» TASK PROMPT
Each line starting at the one that contains "wing328: @Lv-Yi thanks" and ending at the one that contains "wing328: @Lv-Yi suggestion: what" must be returned exactly, and the rest of the listing is left out.

» ENTRIES SUPPLIED
PR #212, opened 2018-06-03
[PHP-Lumen] Lumen 5.6 support

wing328:
### PR checklist

- [x] Read the [contribution guidelines](https://github.com/openapitools/openapi-generator/blob/master/CONTRIBUTING.md).
- [x] Ran the shell script under `./bin/` to update Petstore sample so that CIs can verify the change. (For instance, only need to run `./bin/{LANG}-petstore.sh` and `./bin/security/{LANG}-petstore.sh` if updating the {LANG} (e.g. php, ruby, python, etc) code generator or {LANG} client's mustache templates). Windows batch files can be found in `.\bin\windows\`.
- [ ] Filed the PR against the correct branch: Default: `master`.
- [ ] Copied the [technical committee](https://github.com/openapitools/openapi-generator/#62---openapi-generator-technical-committee) to review the pull request if your PR is targeting a particular programming language.

### Description of the PR

Cherry-picking https://github.com/OpenAPITools/openapi-generator/pull/114

Credits: @Lv-Yi 

I'll update the samples tomorrow and do some tests.

PR #343, opened 2018-06-18
[Lumen] fixed Output-Formats [*/*] injection in Lumen routes/web.php

Lv-Yi:
### PR checklist

### Description of the PR

fixed Output-Formats [ * / * ] injection in Lumen routes/web.php as discussed in #212 .
removed  MaxPermSize option in php-lumen-petstore-server.sh and security/lumen-petstore-server.sh which was obsolete in java8.
updated petstore server examples.


wing328:

modules/openapi-generator/src/main/java/org/openapitools/codegen/DefaultCodegen.java
```diff
@@ -3902,8 +3902,8 @@ private void addProducesInfo(OpenAPI openAPI, ApiResponse inputResponse, Codegen
 
         int count = 0;
         for (String key : produces) {
-            // escape quotation to avoid code injection, "*/*" is a special case, do nothing
-            String encodedKey = "*/*".equals(key)? key : escapeText(escapeQuotationMark(key));
+            // escape quotation to avoid code injection, "*/*" is a special case, do nothing except adding blank
+            String encodedKey = "*/*".equals(key)? "* / *" : escapeText(escapeQuotationMark(key));
```
wing328: @Lv-Yi thanks for the fix but I'm afraid we need to keep it as previously reported by other users "*/*" should not be escaped/changed in order for it to function properly in the auto-generated code.

I think we'll need to create additional vendor extensions (e.g. x-consumes-doc) in postProcessOperations to handle "*/*" specifically in  the PHP documentation.

wing328: @Lv-Yi suggestion: what about doing it in the postProcessOperations of PHP Lumen generator (java class) instead so that other generators won't be impacted by the fix? Here is an example:

https://github.com/OpenAPITools/openapi-generator/pull/354/files#diff-be240257b80dee7947c87e9322ba4950R332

» TASK OUTPUT
wing328: @Lv-Yi thanks for the fix but I'm afraid we need to keep it as previously reported by other users "*/*" should not be escaped/changed in order for it to function properly in the auto-generated code.

I think we'll need to create additional vendor extensions (e.g. x-consumes-doc) in postProcessOperations to handle "*/*" specifically in  the PHP documentation.

wing328: @Lv-Yi suggestion: what about doing it in the postProcessOperations of PHP Lumen generator (java class) instead so that other generators won't be impacted by the fix? Here is an example:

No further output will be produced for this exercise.